Automatically create docker image from code repository

Docker allows services to be isolated in a standalone containers which can be provisioned and run with less overhead than full virtual machine images. Porting traditional applications to run within docker containers is not always so easy. Docker containers often require that the applications remain stateless. This means if two services needed to interact via the file system, then some degree of porting must occur.

DockerizeMe is a project to automatically create docker images from existing code repositories. We aim to support:

  • porting dependencies into the docker image.
  • handling simple cases of file system access mapping between two services.
  • support building this process automatically from a build server (Jenkins).

Massive Refactoring

Refactor all the things

Some software organizations will systematically refactor codebases across all the company, in order to accommodate changes to API functions, discourage problematic code (e.g., performance, security), simplify code, or fix bugs.

What tools and systems are needed to support such large-scale refactorings?

Commit Summarization and Change Idioms

How can we characterize and categorize different software changes?
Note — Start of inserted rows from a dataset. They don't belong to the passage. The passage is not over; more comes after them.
PR #1239, opened 2017-12-18
use validateSchema Directly

ev1stensberg:

Enhancement / Bugfix
N/A
**Summary**

Trying to run the devServer makes the validationSchema throw. Maybe webpack has changed their implementation, so I used the module directly. This is probably also better? Feel free to repro and investigate, happy to provide more information

No

**Other information**
devServer version is: 2.9.7

skjermbilde 2017-12-18 kl 21 49 16

### DIFF
--- a/lib/DevServer.js
+++ b/lib/DevServer.js
@@ -11,6 +11,7 @@ const WebSocket = require('ws');
 const app = require('./app');
 const features = require('./features');
 const log = require('./log');
+const validateSchema = require('webpack/lib/validateSchema');
 const OptionsValidationError = require('./OptionsValidationError');
 const optionsSchema = require('./schemas/options.json');
 const plugins = require('./plugins');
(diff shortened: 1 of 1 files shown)


shellscape:
@ev1stensberg PR says you're using 2.9.7 - does the same issue exist for 3.0.0? I'm not really sure what your screenshot is trying to convey, I think it's better to use text than images so we can quote, etc.

ev1stensberg:
@shellscape Ran WDS from a spawned process for the serve feature, I'll get a repro test for you tomorrow, and test it against 3.0.0 👌

ev1stensberg:
Version 3 ( next branch ) ran without errors. I guess this is because the cli and wds depends on different versions of webpack, closing this for now

ev1stensberg:
@shellscape could you ping me a bit before the `next` branch goes into master, so we can get the new cli version out and some warnings during installation away?

Issue #1084, opened 2017-09-14
v2.8.0 / #1058 breaks compatibility with Internet Explorer (template strings)


aloker:
**Bug report**

After an upgrade to 2.8.1, my app does not work in Internet Explorer 11 anymore.
Error:
SCRIPT1014: Invalid character

The error points to  
https://github.com/webpack/webpack-dev-server/blob/e8cbdadd4e7632c1bbf4e6b683d485d254887d45/client/index.js#L68

IE does not support template literals according to https://kangax.github.io/compat-table/es6/

This change and many other template-literals were introduced in https://github.com/webpack/webpack-dev-server/pull/1058

Packages used:
webpack@3.5.6
webpack-dev-server@2.8.1
react@6.26.0 (presets: env, stage-1, react and flow, plugins: react-hot-loader/babel, react-html-attrs, transform-decorators-legacy, syntax-dynamic-import)

I'm running Windows 10 Pro 1703

Rolling back to 2.7.1 fixes the issue. 

Please consider undoing the usage of template literals as this is a show-stopper for testing on IE during development.

shellscape:
@aloker Thanks for the report. Please note that the issue templates are not optional, we ask everyone to fill them out and not remove the contents of the template.

That dang IE though. We tested the changes against Edge, but not IE. I'll queue up a change and release of 2.8.2 to address this today. For the time being you can safely downgrade to 2.7.1.

aloker:
Thanks for the quick response.

I'm sorry about the template, I'll stick to it in the future.

shellscape:
@aloker no worries, that's a nasty one for sure.

please try installing webpack-dev-server from `npm install git://github.com/webpack/webpack-dev-server.git#ie-template-fix` and running against that. please let me know if that resolves the issue for you. I don't have an IE machine/vm to test with at the moment and I'm coming up short finding an ES5 validator that works on the web. so I'm gonna need your help on this one 😄

aloker:
Now it chokes on the shorthand property syntax at https://github.com/webpack/webpack-dev-server/blob/c45fb8bfb210c56cffae8b251bbb1bae318c697b/client/index.js#L69

IE does not support 
```
self.postMessage({
      type: 'webpack' + type,
      data
    }, '*');
``` 
You'll have to use ES5 syntax:
```
self.postMessage({
      type: 'webpack' + type,
      data: data
    }, '*');
```

Basically, there's not much ES6 syntax you can use if you want to support IE...

[...]

Issue #1101, opened 2017-09-17
Build succeeding with webpack fails with webpack-dev-server (Unexpected token)


about-code:
* Operating System: **Ubuntu 16.04 LTS**
* Node Version: **8.0.0**
* NPM Version: **5.4.2**
* webpack Version: **3.6.0**
* webpack-dev-server Version: **2.8.0**

- [ ] This is a **feature** request
- [x] This is a **bug**

### Expected Behavior
*webpack-dev-server* shouldn't break builds

### Actual Behavior
Build succeeding with *webpack* fails with the same config with *webpack-dev-server*. Message
```
ERROR in theme.76a4a23d58ebccf23fb4.js from UglifyJs
Unexpected token: name (urlParts) [theme.76a4a23d58ebccf23fb4.js:1957,4]
```

### How can we reproduce the behavior?

- clone or download [this repo](https://github.com/about-code/slush-ng-monorepo-sample) at version 1.0.0-alpha.6
- `npm install` dependencies
- `npm list webpack` and make sure webpack was installed at 3.6.0
- `npm list webpack-dev-server` and make sure webpack-dev-server was installed at 2.8.0 or 2.8.1
- Have a look at `package.json`. There are two relevant scripts: 
  - `npm run build` builds production bundles using webpack  (succeeds)
  - `npm start` builds with webpack-dev-server using the same config as `build` script  but fails, unexpectedly

The issue must have been introduced with webpack-dev-server 2.8.0. To validate
- `npm install webpack-dev-server@~2.7.0`
- `npm start`   (succeeds)

### Summary of workarounds from the discussion below
- Downgrade to 2.7.1 (see [duhalme](https://github.com/webpack/webpack-dev-server/issues/1101#issuecomment-331651230))
- or install UglifyJS-Plugin separately (see [shellscape](https://github.com/webpack/webpack-dev-server/issues/1101#issuecomment-330528139))
- or temporarily remove UglifyJS-Plugin until webpack includes an es6-capable version
- or transpile webpack-dev-server (see [Turncoat](https://github.com/webpack/webpack-dev-server/issues/1101#issuecomment-330565601))

shellscape:
[...]

PR #1241, opened 2017-12-21
enforce ES5 in all client files, fix usage in ES5 only browsers

yyx990803:

bugfix

No

**Summary**
There were prior issues regarding the client files, after being upgraded to ES6, not working properly in IE11 (#1084). However, the fix (https://github.com/webpack/webpack-dev-server/commit/c9d32f802278a2285f5a0e316b0e60166a3686ed) left `let` and `const` in the client codebase, which works in IE11, but not in other ES5 compliant browsers (IE<11, UC Browser on Android).

Certain regions of the world, in particular China and developing countries, still has a large percentage of browsers that only support ES5 (UC Browser has over 500 million downloads on Google Play), so developers targeting customers in those countries still need to debug their applications in those browsers.

This PR ensures all client files are ES5 only (also enforces this via ESLint parser version).

No.

**Other information**

### DIFF
--- a/client/.eslintrc
+++ b/client/.eslintrc
@@ -1,5 +1,10 @@
 {
+  "parserOptions": {
+    "ecmaVersion": 5
+  },
   "rules": {
+    "no-var": ["off"],
+    "vars-on-top": ["off"],
     "object-shorthand": ["error", "never"],
     "prefer-arrow-callback": ["off"],
     "prefer-template": ["off"]
--- a/client/index.js
+++ b/client/index.js
@@ -3,28 +3,28 @@
 /* global __resourceQuery WorkerGlobalScope self */
 /* eslint prefer-destructuring: off */
 
-const url = require('url');
-const stripAnsi = require('strip-ansi');
-const log = require('loglevel').getLogger('webpack-dev-server');
-const socket = require('./socket');
-const overlay = require('./overlay');
+var url = require('url');
+var stripAnsi = require('strip-ansi');
+var log = require('loglevel').getLogger('webpack-dev-server');
+var socket = require('./socket');
+var overlay = require('./overlay');
 
 function getCurrentScriptSource() {
   // `document.currentScript` is the most accurate way to find the current script,
   // but is not supported in all browsers.
   if (document.currentScript) { return document.currentScript.getAttribute('src'); }
   // Fall back to getting all scripts in the document.
-  const scriptElements = document.scripts || [];
-  const currentScript = scriptElements[scriptElements.length - 1];
+  var scriptElements = document.scripts || [];
+  var currentScript = scriptElements[scriptElements.length - 1];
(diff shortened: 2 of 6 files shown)


shellscape:
@yyx990803 thanks for the PR, I do appreciate the effort. Unfortunately this isn't one we're going to be merging. It's a topic that's been discussed many times in the issues here. The [readme outlines](https://github.com/webpack/webpack-dev-server#caveats) when this was done and what users needing to support unsupported platforms should do (use an older version). If a browser doesn't support `const` and `let`,  webpack-dev-server@2.7.1 should be used. The reasons for not bumping a major are also outlined in the readme, whether or not it was the right call has also been debated. Just as webpack@4 (and subsequent major versions of webpack-family modules) is dropping Node 4 support, older platforms can't be supported forever. We're not leaving those users high-and-dry, they'll just have to lag behind as they're already having to do supporting older platforms.

yyx990803:
This is extremely irresponsible and overly optimistic about the ES feature set being used around the globe. As I pointed out, UC Browser has 500 million downloads on Google Play which equates to millions of users worldwide. You are essentially shutting down all the developers working in those regions from being able to leverage `webpack-dev-server` to debug applications in a browser their users choose to use.

shellscape:
I understand the argument, and as mentioned, this has been discussed at length in other issues.  I would argue it's extremely irresponsible for a browser vendor to continue to distribute a product to 500 million users which is so far beyond modern standards, but there's not much I can say to that effect. These are the same arguments made when China was still predominately on IE6 not long ago. Vendors chose to move forward. At some point the line must be drawn.

If users of WDS are stuck having to support very old (or very behind) browsers, they can use v2.7.1 or use workarounds [such as this one](https://github.com/webpack/webpack-dev-server/issues/1101#issuecomment-330565601).

I also understand the weight your position in the two communities carries, and the water it typically moves. Unfortunately we have a difference of opinion.

yyx990803:
I still don't see a valid argument on why this should not be merged. Can you provide one such argument in prior discussions?

yoyo837:
I think what they mean is to force the browser and its users to improve, and the browser and its users are always easily turned into negative, backward...

michael-ciniawsky:
@shellscape I think this should be revisited since the ES5 compat is a minor change to the code base (mainly `let/const` => `var`) and if the user base is big enough (~500 million (claimed)) and folks have issues it's an fair point to consider imho. (e.g can't the `client` files not be transpiled ?)

wxsms:
Front-end developers can chose Node.js version for themselves, **but NOT browsers**.

Can't you simply babel your client side ES6 code to ES5? You can still move as fast as you wish without left anyone behind!

shellscape:
[A workaround](https://github.com/webpack/webpack-dev-server/issues/1101#issuecomment-330565601) exists for this issue. The webpack core team has taken up discussion of this. Please use that in the meantime. Locking this thread before it goes bananas.

PR #1242, opened 2017-12-21
transpile client bundles with babel

yyx990803:
bugfix

No.

**Summary**
ref: #1241 
The only reason I can think of regarding not merging #1241 is the added overhead of having to use ES5 when working on client files plus differing ESLint config for that part of the codebase.

This can be done by transpiling all the client files with babel beforehand. Since the client files are already bundled, this is simply adding babel-loader. This gets rid of the need for users having to do this workaround in their own config, and allows future iterations on the client files to be done using latest ES features.

This would be a pure win for both maintainers and users: maintainers no longer need to worry about backwards compat when working on client files, users no longer need to worry about dev-server not working in older browsers.

This also fixes the unintended breaking change introduced in 2.8.

No.

**Other information**


shellscape:
As stated [here](https://github.com/webpack/webpack-dev-server/pull/1241#issuecomment-353359148) the webpack core team is discussing this - there are greater issues to consider and patience will be required. Please don't take the "beat the horse until it's reanimated" approach. We get that you want to see this happen.

shellscape:
After much discussion amongst the team, we've arrived at a plan for webpack-dev-server moving forward. We're going to merge this PR and will be releasing 2.10.0 once testing is complete.

Moving forward, webpack-dev-server enters maintenance mode. We won't be accepting any new features or modifications for this module, only fixes. The 2.x branch will be the final major version of webpack-dev-server, and it will be the last to support Node 4, browsers older than the last two major versions, and browsers which don't support WebSockets.

We'll make a formal announcement with this info, and info regarding the future direction of dev servers for webpack in mid-February.

shellscape:
@yyx990803 please remove package-lock.json from the PR and we'll merge this.

yyx990803:
removed `package-lock.json` per requested.

shellscape:
@yyx990803 it would seem that if the entries are added dynamically (https://github.com/webpack/webpack-dev-server/blob/master/lib/util/addDevServerEntrypoints.js) and `inline: true` that the scripts don't transpile properly. IE users are reporting errors with templated strings. See #1268

PR #1243, opened 2017-12-23
support for webpack 4.0.0-alpha.*

donaldpipowitch:

Small fallback to test `webpack-dev-server` with `webpack@4.0.0-alpha.*`.

No.

**Summary**

Now we can use this package with the webpack 4 alphas. See https://github.com/webpack/webpack/issues/6179. Prevents `Cannot find module 'webpack/bin/config-yargs'` errors.

No.

**Other information**

🎄❤️

### DIFF
--- a/bin/webpack-dev-server.js
+++ b/bin/webpack-dev-server.js
@@ -51,7 +51,11 @@ const defaultTo = (value, def) => value == null ? def : value;
 const yargs = require('yargs')
   .usage(`${versionInfo()}\nUsage: https://webpack.js.org/configuration/dev-server/`);
 
-require('webpack/bin/config-yargs')(yargs);
+try {
+  require('webpack/bin/config-yargs')(yargs);
+} catch (err) {
+  require('webpack-cli/bin/config-yargs')(yargs);
+}
 
 // It is important that this is done after the webpack yargs config,
 // so it overrides webpack's version info.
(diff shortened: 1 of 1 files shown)


peter-mouland:
I've just come across the same problem.

As webpack v4 is still in alpha, I guess there is some decisions to be made about how else to handle this i.e. it's probably premature to roll this out now, but perhaps a webpack-dev-server v3-beta might be useful with note around people trying webpack v4?

Should this PR also update the `peerDependencies` from the package.json also?

peter-mouland:
Hi @shellscape (sorry for at'ing you directly!) but I was wondering if it was realised that this prevents people from trying out anything greater than webpack v4-alpha.0? (i.e. alpha.1+ wont' work).

I saw some other issues already mentioning v3-beta but i could not see a branch or release with those tags.  Would v3 fix this issue and Is v3 available for testing?

probablyup:
Any chance this patch could be released as a beta version so it can be tested alongside the webpack 4 beta?

tomas2387:
To test this pull request, you can write directly the patch branch in your package.json
 ```
 "devDependencies": {
    "webpack": "^4.0.0-beta.0",
    "webpack-cli": "^2.0.4",
    "webpack-dev-server": "github:donaldpipowitch/webpack-dev-server#patch-1"
  },
```
----
I executed it and it didn't work. 
```
 $ ./node_modules/.bin/webpack-dev-server
 - configuration.entry should be one of these:
   object { <key>: non-empty string | [non-empty string] } | non-empty string | [non-empty string] | function
   -> The entry point(s) of the compilation.
   Details:
    * configuration.entry should be an object.
      -> Multiple entry bundles are created. The key is the chunk name. The value can be a string or an array.
    * configuration.entry should be a string.
      -> An entry point without name. The string is resolved to a module which is loaded upon startup.
    * configuration.entry[1] should be a string.
      -> A non-empty string
    * configuration.entry should be an instance of function
      -> A Function returning an entry object, an entry string, an entry array or a promise to these things.
```
I dont know if I'm undertanding it correctly but It seems it needs a configuration when webpack4 doesn't have one.

**Comment by SpaceK33z** [comment]
Please test the latest beta, `webpack-dev-server@3.0.0-beta.1`. Also be sure to read [the changelog](https://github.com/webpack/webpack-dev-server/releases/tag/v3.0.0-beta.1).

**Comment by peter-mouland** [comment]
Amazing, thanks guys!!
for anyone else, this now works with my current _test_ setup of:

```
    "webpack": "^4.0.0-beta.1",
    "webpack-cli": "^2.0.6",
    "webpack-dev-server": "^3.0.0-beta.1",
```

PR #1254, opened 2018-01-03
Support disabling index serving

ForbesLindesay:

This is a small feature

no

**Summary**

If you are doing server side rendering, by sending all HTML requests to a proxy, and your webpack config generates an `index.html` file, that file will get served instead of your server-side-rendered content for the root of the domain.  Passing an `index` value of `false` to webpack-dev-middleware prevents it from serving the index file, but it violates the current schema for options passed into webpack dev server.

No, this merely allows an extra value to be passed in for an existing option.

**Other information**

You can work around this issue by passing in `''` which is close enough to `false` to trigger the desired behaviour in webpack-dev-middleware, but also a string so it passes validation.

### DIFF
--- a/lib/optionsSchema.json
+++ b/lib/optionsSchema.json
@@ -320,8 +320,15 @@
       "type": "boolean"
     },
     "index": {
-      "description": "The filename that is considered the index file.",
-      "type": "string"
+      "description": "The filename that is considered the index file, or `false` to proxy the root path",
+      "anyOf": [
+        {
+          "type": "string"
+        },
+        {
+          "type": "boolean"
+        }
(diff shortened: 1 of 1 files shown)


shellscape:
Thanks for the PR and congrats on your first submission to the project. Unfortunately we're not accepting any new features for the foreseeable future. We do appreciate it though!

ForbesLindesay:
I'd appreciate an individual response as to why you think this library is better without the attached change. It's difficult not to be offended by a generic response stating that you do not accept any new features, however small, simple or reasonable they are.

What is your suggestion for how this should be handled?

PR #1263, opened 2018-01-07
use  webpack-cli for `config-yargs` source

peter-mouland:
webpack (alpha-4) no longer contains config-yargs with `/bin`, but webpack-cli does.

- [x] This is a **bugfix**
- [ ] This is a **typo fix**

Would you say that this needs a test?

### Motivation / Use-Case

I am trying out webpack v4 alpha in my own boilerplate project and cam across this today.

As webpack v4 is still in alpha, I guess there is some decisions to be made about how else to handle this i.e. it's probably premature to roll this out now, but perhaps a `webpack-dev-server v3-beta` might be useful with note around people trying webpack v4?

### Breaking Changes

I Imagine this is a breaking change, just because people will now have to ensure they have the new cli installed, which was mot necessary before

### Additional Info

see commit : https://github.com/webpack/webpack/commit/4b0332d3909eea8115d84f9a03da2d52478daa70#diff-c1111bd512b29e821b120b86446026b8

see current v4 alpha: https://github.com/webpack/webpack/tree/v4.0.0-alpha.1/bin

### DIFF
--- a/bin/webpack-dev-server.js
+++ b/bin/webpack-dev-server.js
@@ -51,7 +51,7 @@ const defaultTo = (value, def) => value == null ? def : value;
 const yargs = require('yargs')
   .usage(`${versionInfo()}\nUsage: https://webpack.js.org/configuration/dev-server/`);
 
-require('webpack/bin/config-yargs')(yargs);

Software projects undergo countless changes. Many times, these changes can be expressed more simply. Rather than showing 30 files, and 600 lines have been changed, sometimes it is easier to state that a function was simply renamed. Other times, changes may have interesting semantics attached. For example, if executing a block of code was blocking the user interface and a programmer added a thread for running that block of code, then we could give that change a standard name, such as "Encapsulate With Thread".

In general, what would a catalogue of changes look like? Can we use such a catalogue to produce a more natural language summary of software changes? If such a service to summarize software changes existed, then it could be widely used across different processes and workflows of an organization. For example, helping developers understand commits when performing code reviews or helping automated processes (refactoring agent) understand the contents of commits.